Implementing Automated Governance for Coding Standards
Most development organizations of a significant size have some form of coding standards and best practices. For many organizations, simply documenting these standards and keeping them up to date can be a significant challenge. Beyond that, the consistent enforcement of such standards and best practices can be even more difficult. Our organization has found that enforcing coding standards and best practices in an automated fashion through our build process has been highly effective.
The proactive nature of our solution is the most important aspect. Even in mature organizations where code reviews are performed and direct feedback is given to individual employees about bad coding practices, if this process happens retroactively then the stakes are raised; the mistake has already been made and the developer is on the defense. Even worse, if the review does not happen during the development process, then the bad code has already reached production and the damage has been done. Because our build process is centrally controlled and a compliance check is executed automatically during the build of any software asset, harmful code never gets promoted in the first place, reducing the need for costly cleanup projects and uncomfortable employee performance discussions that result from more retroactive audit strategies. Instead, developers are given immediate feedback (an HTML report in our case) by an emotionless system that doesn't care if they made a mistake. So the developers still have an opportunity to learn from their mistakes, and the system will continue to proactively ensure that the organization is protected from dangerous code even if it takes the developer a couple of build attempts to remember a new coding standard.
A centralized build process
In order for the strategy we will discuss here to be effective, two things need to happen:
- There needs to be a server based, centralized build process. Ours happens to be a build system based on Ant scripts that we developed in house because we built it before products like AntHill and Maven had matured. If you were starting today I would recommend you select a third party build management system rather than build your own. The fact that we built our own did make some of the process customizations I will talk about more straightforward, but you should be able to integrate the same functionality into many third party build systems.
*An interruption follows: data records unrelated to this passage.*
Issue #299, opened 2015-05-01
Update to a newer version of the Android Manifest Merger


joshzana:
This is either a bug or something so hard to figure out that it should be documented.

I have a debug directory with it's own manifest like this:

<manifest xmlns:android="http://schemas.android.com/apk/res/android"
  package="com.joshzana"
  xmlns:tools="http://schemas.android.com/tools">

    <application
        tools:replace="android:name"
        android:name=".DebugApplication"/>
</manifest>

Which under grade gets picked up in debug build types, overriding the non-debug Application subclass.
    
With buck I have rules that look something like this:

android_manifest(
  name = 'manifest',
  skeleton = 'AndroidManifest.xml',
  deps = [
    ':debug_manifest'
  ],
)

android_resource(
  name = 'debug_manifest',
  manifest = 'build-types/debug/AndroidManifest.xml',
  deps = [ ],
)

And I get this warning:

[AndroidManifest.xml:48, AndroidManifest.xml:3] Main manifest has <application android:name='com.joshzana.MyApplication'> but library uses name='com.joshzana.DebugApplication'. 

The merged manifest in buck-out shows the wrong Application name, and my debug-only code doesn't execute.

Is there a setting I'm missing, or is just incorrect conflict handling?

marcinkosiba:
Hey! The manifest merger wasn't intended for rewriting parts of the manifest like that and I don't think there is a way to make it do what you want. I'm guessing the problematic bit is the fact that you're merging a bunch of manifests and so you need to reference the same application name everywhere? In that case would using a genrule to replace the name be an acceptable solution?

joshzana:
I would much prefer for that logic to live in the manifest with the "tools:*" directives.  In gradle these are called "markers" and they instruct the merger how to deal with conflicts:  http://tools.android.com/tech-docs/new-build-system/user-guide/manifest-merger#TOC-Markers    These are useful for more than just name (eg. icon, label, etc on your debug variant) so duplicating all of that in a general seems duplicative.

Do you think this is something buck could support?

marcinkosiba:
From that link it sounds like gradle upgraded to a newer version of the Manifest merger which has the nice features you're looking for. It's something we might look at in the future but is not a high priority at the moment. If you'd like to speed that along pull requests are always welcome - the instructions under third-party/java/aosp would be a good starting point.

facebook-github-bot-9:
[...]

PR #1018, opened 2016-11-16
Update manifest merger

marcinkwiatkowski:
This switches to `ManifestMerger2` implementation and fixes https://github.com/facebook/buck/issues/299

Majority of this PR is updating aosp to `25.2.0` version of the tools.

The only interesting change is in `GenerateManifestStep.java`.

For the sake of not maintaining two versions of aosp, this PR replaces old `ManifestMerger` with `ManifestMerger2`. Having both is possible (we could take `ManifestMerger` from tools `24.x.x`, the last version that shipped with it) but if the new merger works for everyone, probably best to just go with that.


kageiit:
ManifestMerger2 also has a lot of improvements we contributed to aosp, most notably the fix to remove duplication of library manifest loading https://code.google.com/p/android/issues/detail?id=222034#c7

Excited to see this change in buck finally

sdwilsh:
@dreiss or @marcinkosiba should probably be the ones to look at this.

dreiss:
Can you rebase this?  I fixed some of the annotations that should not have been referencing the Android versions.

Can you also update the readme with enough detail for me to ensure that the steps can be reproduced?

I'll also need to check that this doesn't break any of our existing manifest merging at FB.

marcinkwiatkowski:
@dreiss updated.

Coneko:
`GenerateManifestStepTest` is failing both on Travis and on Appveyor, seems related to the change.

build.xml
```diff
@@ -317,7 +317,7 @@
     <ecj srcdir="${aosp.src.dir}" destdir="${aosp.classes.dir}" gensrcdir="${aosp.gensrc.dir}">
       <ecj-params>
         <!-- ManifestMerger.java has redundant null checks -->
-        <compilerarg value="-err:-null" />
```
dreiss: Why did this change?

third-party/java/aosp/README.txt
```diff
@@ -1,13 +1,16 @@
...
+com.android.tools:sdklib:25.2.0
+com.android.tools.layoutlib:layoutlib-api:25.2.0
+2) Copied com.android.manifmerger.ManifestMerger2 and all required dependencies to the aosp/ module.
 3) In the Android SDK's source code manifmerger, sdklib and utils are separate modules. These are
 copied into a single module which alters certain package paths. For example,
-com.android.SDKConstants becomes com.android.common.SDKConstants.
-4) Added support for re-ordering <activity-alias> so they always go after <activity> elements.
-5) Added support for merging <meta-data> elements of <application>.
\ No newline at end of file
+com.android.SDKConstants becomes com.android.common.SDKConstants. This is done to avoid conflicts
```
dreiss: Renaming SDKConstants is gross.  What libraries does this conflict with?  Should we update them?  This hack is fine for now, but you should file a task to clean it up.

third-party/java/aosp/aosp.iml
```diff
@@ -17,6 +17,6 @@
         <SOURCES />
       </library>
     </orderEntry>
+    <orderEntry type="library" name="buck-lib" level="project" />
```
dreiss: Why is buck-lib in here?

src/com/facebook/buck/android/GenerateManifestStep.java
```diff
@@ -86,35 +84,48 @@ public StepExecutionResult execute(ExecutionContext context) {
...
-        String xmlText = Files.toString(outManifestFile, Charsets.UTF_8);
-        xmlText = xmlText.replace("\r\n", "\n");
-        Files.write(xmlText.getBytes(Charsets.UTF_8), outManifestFile);
-      } catch (IOException e) {
-        throw new HumanReadableException("Error converting line endings of manifest file");
-      }
+      xmlText = xmlText.replace("\r\n", "\n");
+    }
+    try {
+      File outManifestFile = outManifestPath.toFile();
```
dreiss: Can you use ProjectFileSystem.writeContentsToPath here?

build.xml
marcinkwiatkowski: There is a ton of new warnings in `ManifestMerger2` (73!) that ant turns into errors

third-party/java/aosp/README.txt
marcinkwiatkowski: Buck uses `common-24.2.3`, `sdk-common-24.2.3`, etc. `25.2.0` comes with different api in many places. If we can upgrade to use `25.2.0` everywhere, we can get rid of the whole `aosp` hack and just use prebuild jars

kageiit: @dreiss any luck checking this PR out on FB's codebase?

sdwilsh:
A bunch, but not all, builds failed with this: `Error generating manifest file: Manifest merger failed with multiple errors, see logs`.  Unfortunately, I don't see anything in the logs that gives me more details, so it's a bit difficult to tell what's wrong here.

src/com/facebook/buck/android/GenerateManifestStep.java
```diff
@@ -86,35 +83,47 @@ public StepExecutionResult execute(ExecutionContext context) {
...
+          .newMerger(mainManifestFile, logger, ManifestMerger2.MergeType.APPLICATION)
+          .withFeatures(
+              ManifestMerger2.Invoker.Feature.NO_PLACEHOLDER_REPLACEMENT,
+              ManifestMerger2.Invoker.Feature.REMOVE_TOOLS_DECLARATIONS,
+              ManifestMerger2.Invoker.Feature.SKIP_BLAME)
+          .addLibraryManifests(Iterables.toArray(libraryManifestFiles, File.class))
+          .merge();
+      if (mergingReport.getResult().isError()) {
+        mergingReport.log(logger);
+        throw new HumanReadableException("Error generating manifest file");
```
dreiss: This is still showing up with no indication of what the actual error is.  I think we need to display all available diagnostic info in the console to make it easier for engineers (and me) to debug their build failures.

dreiss:
Okay, I'm going to start sorting through the errors now.  The first one is really annoying: when there's a duplicate element conflict, it shows you the full path to the second occurrence, but only the basename of the first.  But all of our basenames are the same!

kageiit:
Any update on this?

dreiss:
Yeah, it breaks some stuff in our builds.  So far, it's all been valid errors in our code, but it's taking my a while to slog through them all.

marcinkwiatkowski:
@dreiss let me know, we could probably support both versions of the merger for some time.

dreiss:
Okay, I found one thing that I think is a legit bug.  If you have a WRITE_EXTERNAL_STORAGE, even if you have a READ_EXTERNAL_STORAGE elsewhere, it adds a READ_EXTERNAL_STORAGE permission, but with an "android:" prefix on the element name, which seems incorrect.  Want to check it out?

marcinkwiatkowski:
So looks like they use "android:" for all implicit permissions. Here's the logic that adds READ_EXTERNAL_STORAGE https://github.com/marcinkwiatkowski/buck/blob/e984badb83ee93f95f52bd2e80629b6e45a9a595/third-party/java/aosp/src/com/android/manifmerger/XmlDocument.java#L489-L489

What's the failure?

kageiit:
> What's the failure?

I think the issue here is that even if `READ_EXTERNAL_STORAGE` is already present elsewhere, it is being re-added as `android: READ_EXTERNAL_STORAGE` from @dreiss 's comment

dreiss:
There's no failure that I know of.  I'm just worried that something is going to go wrong at runtime.

kageiit:
All the apps in the wild using gradle have been on manifest merger 2 for many months now. If there was indeed something to worry about at runtime, it would have been quite obvious :)

You could also sanity test the apk produced by the new merger if needed

dreiss:
There's an internal diff now to upgrade our sdklib to android/sdk-common-25.2.0.jar.  Does that make this easier or harder?

marcinkwiatkowski:
@dreiss doesn't affect this PR directly but we could potentially remove the whole `aosp` and make the whole setup simpler. Are you upgrading all jars in `third-party/java/android`?

dreiss:
I think so.  Not sure about sdklib, but definitely the others.  I'll let you know when it lands.

gastoncesarf:
@marcinkwiatkowski sorry for my question (in the case that is possible) I need to know an approximate date for this. Can you estimate this? Thanks.

dreiss:
Okay, I've narrowed down the problem to addImplicitElements.  Because it thinks that all of our library manifests are targeting sdk 1, it's adding a bunch of (unwanted) stuff to our manifest.  I commented out the call to that method and it seems to be working.  Can you comment it out in the PR, then we can see if we can find a cleaner way to disable these?

marcinkwiatkowski:
@kageiit @dreiss I agree, this is only for a test. 
I think only
```
        if (libraryTargetSdk < 4) {
            addIfAbsent(mergingReport.getActionRecorder(),
                    USES_PERMISSION,
                    permission("WRITE_EXTERNAL_STORAGE"),
                    lowerPriorityDocument.getPackageName() + " has a targetSdkVersion < 4");
            hasWriteToExternalStoragePermission = true;

            addIfAbsent(mergingReport.getActionRecorder(),
                    USES_PERMISSION,
                    permission("READ_PHONE_STATE"),
                    lowerPriorityDocument.getPackageName() + " has a targetSdkVersion < 4");
        }
```
block is problematic for @dreiss

dreiss:
I think the next block (`if (hasWriteToExternalStoragePermission) {`) is also potentially problematic, though we could work around that.  I'm not sure about the last one.

I think what I'd really like (upstream) is that if the library doesn't specify a target, instead of assuming that it is "1" (because, really, what are the odds of that), assume that it doesn't care and set it to the target of the main manifest.

marcinkwiatkowski:
It's a bit of patching but we could do that @dreiss (see latest commit), I think it makes sense. Do most of your libraries don't specify sdk? I updated test data to reflect that.

dreiss:
It looks like this removed both "*Test.java" files.  Was that intentional?  It was messing up our CI with a very confusing error message (which is one reason this has taken so long).

marcinkwiatkowski:
Those were aosp tests, I don't think they need to be run as part of buck pipeline. `GenerateManifestStepTest` is an integration test that covers our use of the merger.

dreiss:
Looks like another failure has been introduced on our side: https://gist.github.com/dreiss/f22391e27e0c65c53c8684781d6591f4

Code looks pretty reasonable to me.  Suggestions?  Maybe create a subclass to use as the second receiver?

marcinkwiatkowski:
Yep, subclass should be good.

kageiit:
Subclass should work fine

dreiss:
This had to be reverted.  I'm looking into it.

dreiss:
Looks like the old version was (somehow) ensuring that all activity-alias elements came after the activities they referenced, but the new one does not, resulting in some `<activity-alias> target activity [...] not found in manifest`.  I guess I'm going to have to track down cases where this happens in our codebase and reorder them manually.  I'm not sure what will happen if the activity and the alias appear in separate files.

I'm open to other suggestions if people have them.

marcinkwiatkowski:
@dreiss I found the diff changed it in old version https://github.com/facebook/buck/commit/2d63b10fe12522283ddb4a5d62cd22dbf8ba0e8a
I think instead of patching the merger, the reordering (if needed) should be done as a separate step on a merged document.

dreiss:
idk, this seems like a bug in the merger.  Why would you require the user to run a separate postprocessing step?

dreiss:
Yep, I found a case in our codebase where the activity and the alias are in separate files, so there's no way to fix this short of postprocessing.  I can do it for Facebook, but this doesn't seem like a reasonable thing for us to ask every Buck user to do.  I'd much rather the merger just use a safe ordering.

PR #1020, opened 2016-11-17
Add support for custom compiler class names

### LINKED ISSUE #1019: Add support for custom compiler class names
Currently, the jar backed javac hardcodes `com.sun.tools.javac.api.JavacTool` as the implementation of `JavaCompiler`

https://github.com/facebook/buck/blob/8e3c38fcf5403808aa0529afe16b8e9978c9b427/src/com/facebook/buck/jvm/java/AbstractJavacOptions.java#L149

Proposal is to open that up with a `compiler_class_name` option that can work with `javac_jar` option.

This lets us integrate alternative compilers like Google's Error prone (https://github.com/google/error-prone) into the build process

kageiit:
Fixes #1019

### DIFF
--- a/docs/__jvm_common.soy
+++ b/docs/__jvm_common.soy
@@ -10,3 +10,16 @@
   {/param}
 {/call}
 {/template}
+
+/***/
+{template .compiler_class_name_arg}
+{call buck.arg}
+  {param name: 'compiler_class_name' /}
+  {param default : '<global value>' /}
+  {param desc}
+  Specifies the Java compiler class name to use in tandem with javac_jar.
+  Overrides the value in <a
+  href="{ROOT}concept/buckconfig.html#tools.compiler_class_name"><code>.buckconfig</code></a>.
+  {/param}
+{/call}
+{/template}
--- a/docs/concept/buckconfig.soy
+++ b/docs/concept/buckconfig.soy
@@ -2671,6 +2671,15 @@ your <code>.buckjavaargs</code> file</a>:
 
 {call buckconfig.entry}
   {param section: 'tools' /}
+  {param name: 'compiler_class_name' /}
+  {param description}
+    When javac_jar is set, Buck loads the referenced compiler class name from the jar.
+    When it is not set but javac_jar is set, Buck uses the default compiler class.
+  {/param}
+{/call}
+
+{call buckconfig.entry}
+  {param section: 'tools' /}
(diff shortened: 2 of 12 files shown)


kageiit:
Happy to add tests, if I can be pointed to where to add them

Coneko:
`JavacOptionsTest`, there's already some that test what is returned by `getJavac` there.

Coneko:
In general if a certain functionality is completely enclosed in a class the test for it should go in the corresponding test suite, you can always create a new one if one doesn't exist.

kageiit:
Added tests and docs

Coneko:
Changes look good, but extract the copy pasta in the soy docs into a common template and call it.

kageiit:
@Coneko fixed the templates. Also tested locally by running `./docs/soy2html.sh` and checking the output docs

Please take a look. Thanks

zhihuawensc:
Is there a concrete example about how to use it with Google's Error prone compiler?

I am also interested in about how to use it with aspectj compiler?
The format used by Hugo at https://github.com/JakeWharton/hugo/blob/master/hugo-runtime/build.gradle is like below in gradle

android.libraryVariants.all { variant ->
  JavaCompile javaCompile = variant.javaCompile
  javaCompile.doLast {
    String[] args = [
        "-showWeaveInfo",
        "-1.5",
        "-inpath", javaCompile.destinationDir.toString(),
        "-aspectpath", javaCompile.classpath.asPath,
        "-d", javaCompile.destinationDir.toString(),
        "-classpath", javaCompile.classpath.asPath,
        "-bootclasspath", android.bootClasspath.join(File.pathSeparator)
    ]

    MessageHandler handler = new MessageHandler(true);
    new Main().run(args, handler)

    def log = project.logger
    for (IMessage message : handler.getMessages(null, true)) {
      switch (message.getKind()) {
        case IMessage.ABORT:
        case IMessage.ERROR:
        case IMessage.FAIL:
          log.error message.message, message.thrown
          break;
        case IMessage.WARNING:
        case IMessage.INFO:
          log.info message.message, message.thrown
          break;
        case IMessage.DEBUG:
          log.debug message.message, message.thrown
          break;
      }
    }
  }
}

kageiit:
@zhihuawensc I think for your purpose, it should be done as a `postprocess_classes_command` instead. Similar to how retrolambda works right now in okbuck

PR #1025, opened 2016-11-21
Use a ProjectFileSystem if one is set

shs96c:
Oops.


shs96c:
Took me ages to track down why the test Daniel asked me to write wasn't working.

PR #1027, opened 2016-11-22
Duplicate TargetNodeSpecs don't seem ideal. Use a Set.

shs96c:
We don't want duplicates, and ordering may matter (though it
should not). Use an `ImmutableSet` not an `ImmutableList`.


Coneko:
I don't think this will work: target node specs aren't generally equatable, and in particular the ones returned by `CommandLineTargetNodeSpecParser` are `TargetNodePredicateSpec` with lambdas as predicates so they'll never be equal.

styurin:
Not sure this would work correctly with the current logic in `DefaultParser`, it depends on the order of `TargetNodeSpecs`.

- You need to make sure that going through the build system is the only way that development teams can promote code into the test and production server environments. I don't like to be dogmatic about things, but this part is not optional. If developers can just FTP java class files directly into one of the environments and bypass the build process then the effectiveness of the solution we are discussing here will be dramatically reduced. We protected our environment from this scenario by simply locking down write access to the relevant directories on our servers and only giving write authority to an account that runs the JVM process that hosts our build system, thereby making our build process the only mechanism developers have to get code into our production and test environments. Because our build system pulls the selected project directly from our source control repository every time it executes a build, this lockdown accomplishes two things for us: it ensures that all code in test or production is also in source control, and it also ensures that all code in those environments has gone through an automated software audit.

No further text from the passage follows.